======== Recorded data ========
PR #4812, opened 2020-08-13
Fix 4800 - remove communication to prodcut hunt on display.

### LINKED ISSUE #4800: [BUG] [Privacy Concern] The "Product Hunt badge" phones home on display - also in file TW
As in the title: The "Product Hunt badge" at https://tiddlywiki.com/#HelloThere phones home on display - also in file TW

To replicate: 

 - Download the whole wiki from Tiddlywiki.com open it in the browser
 - open dev-tools with F12
 - select Network Tab
 - reload the page. 

You will see it does a

```
GET | https://api.producthunt.com/widgets/embed-image/v1/top-post-badge.svg?post_id=193414&theme=dark&period=daily
```

Which causes unwanted traffic and imo also isn't GDPR conform. 

''Expected:''

The badge should link to the right badge, but shouldn't load anything from a 3rd party page. IMO TW can do this, since we are able to use image buttons with svgs. 

-------------

I found out about this issue, as I saw that uBlockOrigin did _not_ block the request. ... I wanted to disable the browser AddOn for tiddlywiki, since it injects some code, which may slow down the TW core, which I don't want for TW. Especially on mobile devices.

pmario:
Fix #4800 - remove communication to product hunt on display.

Did test it with FF latest and windows 10


Jermolene:
Thanks @pmario

PR #4813, opened 2020-08-13
Fix incorrect base64 encoding of astral-plane text

### LINKED ISSUE #4685: [BUG] GitHub Saver Corrupts Emoji
**Describe the bug**

New user here.

I wanted a Tiddler with Emoji's in it. For example 🎥.

Adding these Emoji directly with git works fine.

However, the TW GitHub saver seems to corrupt them. See this Gist of a patch the GitHub saver generated: https://gist.github.com/philips/78767c849be6f7ba625a6f3b68c0194f

**To Reproduce**
1. Go to any Tiddler after enabling GitHub saver
2. Click on Edit
3. Input an emoji like 🎥
4. See broken commits

**Expected behavior**
Emoji's saved without issue.

 - OS: ChromeOS 83
 - Browser Chrome

rmunn:
Fixes #4685.

Most astral-plane text is emojis like U+1F4DA BOOKS (📚), but some languages like Osage have their alphabet entirely in the supplementary multilingual plane as well. For proper support of languages like Osage, and newer emojis, the UTF-8 decode and encode functions need to properly handle codepoints above U+FFFF, which are represented by a surrogate pair in Javascript strings.

The included unit tests should help prevent a regression.


rmunn:
I've also reported this bug, and its fix, "upstream" at https://gist.github.com/Nijikokun/5192472 where the buggy code came from.

Jermolene:
Thanks @rmunn

PR #4814, opened 2020-08-13
Update navigator widget docs

pmario:
relinkOnRename was missing since 5.1.14


twMat:
I vaguely recall @Jermolene saying that "since version"-info only goes back some 2-3 versions, so a note about 5.1.14 would be much too old if I'm not mistaken.

Off topic but it seems very inefficient to have these manually added and removed in the docs like this.  Maybe individual doc tiddlers could have some automated link to the Release tiddler.

pmario:
We don't remove these version infos. .. But may be this one is too early. I'll have a closer look.

pmario:
There are seversal elements, that have a version info 5.1.14. .. But it seems to be the first one. So I'd like to keep it.

Jermolene:
Hi @pmario looks good, but please adjust the PR to target the tiddlywiki-com branch.

pmario:
If I target tiddlywiki-com I do get a list of several 100 changed files.

pmario:
IMO did it wrong. will create a new one

PR #4793, opened 2020-08-09
Add GitHub Actions workflow

ento:
Fixes #4789 (indirectly)

Adds `.github/workflows/ci.yml` that runs the same scripts as `.travis.yml` in three stages (jobs in GitHub Actions parlance): test, build-prerelease, build-tiddlywiki-com.

How it looks like in action (pun intended): https://github.com/ento/TiddlyWiki5/actions/runs/201083222

^This run is for a branch that contains [a commit](https://github.com/ento/TiddlyWiki5/commit/0493f641fb3547d584852ac88f948fa9bff453a6) that allows the `build-*` jobs to run on any branch, so that we can see how these jobs get run. The `build-*` jobs ultimately fail because the necessary push token is not configured.

What happens when this PR is merged without disabling Travis:

- The `test` job will get run on every PR and on every push to `master` and `tiddlywiki-com` branches
- The `build-prerelease` job will get run on every push to `master`, but will fail at the final `git push` command until a `GITHUB_PUSH_TOKEN` secret is added to the repo that has push access to the destination repo
- The `build-tiddlywiki-com` job will get run on every push to `tiddlywiki-com`, but will fail at the final `git push` command until a `GITHUB_PUSH_TOKEN` secret is added to the repo that has push access to the destination repo
- Travis builds will continue to run as well.
  - If  `GITHUB_PUSH_TOKEN` secret is configured and the `build-*` stages/jobs get run in close parallel between Travis and GitHub, I expect one of the runners to fail; first one to run `git push` will succeed and the other one won't be able to push due to their local branch being behind the remote. If builds for one of the services get too delayed, the sites can get reverted to an older state when the delayed builds finally get run.

## Further actions required to complete the switch from Travis

* [Write access needed] Test if the `build-prerelease` and `build-tiddlywiki-com` jobs of the workflow work
  * Create a test branch and add it to `on.push.branches` and adjust the `if` conditions of jobs so that they get run on that branch.  (This needs to be done in a branch in this repo, so that the workflow can access the secret configured in the next step.)
  * [Admin access needed] [Create a secret](https://docs.github.com/en/actions/configuring-and-managing-workflows/creating-and-storing-encrypted-secrets#creating-encrypted-secrets-for-a-repository) named `GITHUB_PUSH_TOKEN` that has push access to `Jermolene/jermolene.github.io`
[...]

PR #4835, opened 2020-08-28
Fix 'if' condition syntax in Actions workflow

ento:
#4793 introduced a new GitHub Actions workflow file, and runs are failing with:

> Invalid workflow file
> The workflow is not valid. .github/workflows/ci.yml (Line: 23, Col: 9): Unexpected symbol: '"refs/heads/master"'. Located at position 15 within expression: github.ref == "refs/heads/master",.github/workflows/ci.yml (Line: 48, Col: 9): Unexpected symbol: '"refs/heads/tiddlywiki-com"'. Located at position 15 within expression: github.ref == "refs/heads/tiddlywiki-com"
> https://github.com/Jermolene/TiddlyWiki5/actions/runs/228978450

The reason appears to be that strings in `if` [need to be in single quotes](https://docs.github.com/en/actions/reference/context-and-expression-syntax-for-github-actions#literals), not double quotes. (🤔 I'm not sure why it didn't fail in my repo. Mysterious. -- Edit: because I commented out these `if` conditions in order to test, hah.)

### DIFF
--- a/.github/workflows/ci.yml
+++ b/.github/workflows/ci.yml
@@ -20,7 +20,7 @@ jobs:
       - run: "./bin/test.sh"
   build-prerelease:
     runs-on: ubuntu-latest
-    if: github.ref == "refs/heads/master"
+    if: github.ref == 'refs/heads/master'
     needs: test
     env:
       TW5_BUILD_TIDDLYWIKI: "./tiddlywiki.js"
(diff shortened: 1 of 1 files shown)


ento:
Oh, it seems like changes to a workflow file made by PRs from a forked repo get picked up during runs executed for the PR. (I'd assumed otherwise, so this is nice.)

>     if: github.ref == 'refs/heads/master'
> https://github.com/Jermolene/TiddlyWiki5/actions/runs/229017410/workflow

Jermolene:
Thanks @ento

PR #4850, opened 2020-09-12
Removed bad-character warning

flibbles:
@Jermolene, you once said that you wanted to remove the "bad character warning" that shows up if you use brackets (or some such) in a tiddler title. I don't remember the exact context, but it had to do with other problematic titles I tried to add to the warning while I was building Relink.

But in preparation for its removal, I removed that warning in Relink, and someone is pointing out the inconsistency it now has with core. I either should to put that warning back in, or find out if it ever will be removed from core tiddlywiki.

This pull request will remove it and all associated language strings, if that's the direction you want to go. If not, feel free to reject this PR.

-Flibbles

### DIFF
--- a/core/language/en-GB/EditTemplate.multids
+++ b/core/language/en-GB/EditTemplate.multids
@@ -21,7 +21,6 @@ Tags/Add/Button/Hint: add tag
 Tags/Add/Placeholder: tag name
 Tags/Dropdown/Caption: tag list
 Tags/Dropdown/Hint: Show tag list
-Title/BadCharacterWarning: Warning: avoid using any of the characters <<bad-chars>> in tiddler titles
 Title/Exists/Prompt: Target tiddler already exists
 Title/Relink/Prompt: Update ''<$text text=<<fromTitle>>/>'' to ''<$text text=<<toTitle>>/>'' in the //tags// and //list// fields of other tiddlers
 Title/References/Prompt: The following references to this tiddler will not be automatically updated:
--- a/core/ui/EditTemplate/title.tid
+++ b/core/ui/EditTemplate/title.tid
@@ -3,20 +3,6 @@ tags: $:/tags/EditTemplate
 
 <$edit-text field="draft.title" class="tc-titlebar tc-edit-texteditor" focus={{{ [{$:/config/AutoFocus}match[title]then[true]] ~[[false]] }}} tabindex={{$:/config/EditTabIndex}} cancelPopups="yes"/>
 
-<$vars pattern="""[\|\[\]{}]""" bad-chars="""`| [ ] { }`""">
-
-<$list filter="[all[current]regexp:draft.title<pattern>]" variable="listItem">
-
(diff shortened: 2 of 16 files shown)


Jermolene:
Thanks @flibbles I think my comment about removing the warning was because we've tried to remove those limitations from the core, and now those characters are only "bad" if one subsequently tries to reference them in an incompatible way (e.g. not being able to use tiddler titles containing a vertical bar within the `[[link]]` syntax).

I'd be interested to hear from others about this though. For example @pmario @saqimtiaz @BurningTreeC @twMat what do you think?

twMat:
>...removing the warning was because we've tried to remove those limitations from the core, and now those characters are only "bad" if one subsequently tries to reference them in an incompatible way

If something risks causing problems down the line, then of course one would want to know about it. Maybe soften up the warning and include a revealwidget or an external link to a tw.com doc explaining it.

Jermolene:
> If something risks causing problems down the line, then of course one would want to know about it. Maybe soften up the warning and include a revealwidget or an external link to a tw.com doc explaining it.

But the point is that now there are very few situations where those characters are "bad": as far as we know, there are no problems in the core user interface, the risk is just if the user writes some custom wikitext without taking those special characters into account. So it seems premature to give everybody a big scary warning if it only really affects those people that are writing custom wikitext.

twMat:
>But the point is that now there are very few situations

OK, "very few" - fair enough, skip the warning.

pmario:
So I think the warning should stay

----------

I personally would have not allowed the problematic characters in titles at all. They still cause problems, in certain edge cases, that we don't know yet. 

eg `'exportMe'` is a valid tiddler name, but it can't be exported as JSON from the **AdvancedSearch : Filter** tab using a valid filter string like: `"'exportMe'"` .. The tiddler has to exist.

saqimtiaz:
My motivation for the PR I made to the Relink plugin to add in the warning, was out of a desire for consistency between the core and the plugin. I've had one private support request that was due to a pipe character in a tiddler title, and the user had not recalled seeing a warning about using that character in tiddler titles. This was followed by a GG discussion with a [similar issue](https://groups.google.com/d/msg/tiddlywiki/iu-y7CVx6dg/MRz8XJ-sBAAJ) which made me realize this was due to the Relink plugin.

Not only is the inconsistency confusing for end-users but also for those providing support. 

I do think that not being able to reference tiddler titles containing a vertical bar inside `[[link]]` syntax is fairly significant. As a new user I would want to be aware of this before I have created a heap of tiddlers that may then need to be renamed. 

Is there a better way to communicate this to new users if we wish to remove the warning? Perhaps a checkbox toggle to not show the warning again is a compromise.

Jermolene:
Thanks @saqimtiaz @pmario @twMat that sounds like a fairly resounding vote in favour of keeping the warning.

flibbles:
So I'll just close this then.

Jermolene:
Thanks @flibbles

PR #4853, opened 2020-09-14
Joining an empty list should return an empty list

### LINKED ISSUE #4852: [BUG] Join operator returns non-empty output from empty input
**Describe the bug**
An empty filter output if directed as input to a join operator will return something!!!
========
● Required action
Scan the data above for the word "inconsistency", then copy every line that holds it.

● Task result
But in preparation for its removal, I removed that warning in Relink, and someone is pointing out the inconsistency it now has with core. I either should to put that warning back in, or find out if it ever will be removed from core tiddlywiki.
Not only is the inconsistency confusing for end-users but also for those providing support. 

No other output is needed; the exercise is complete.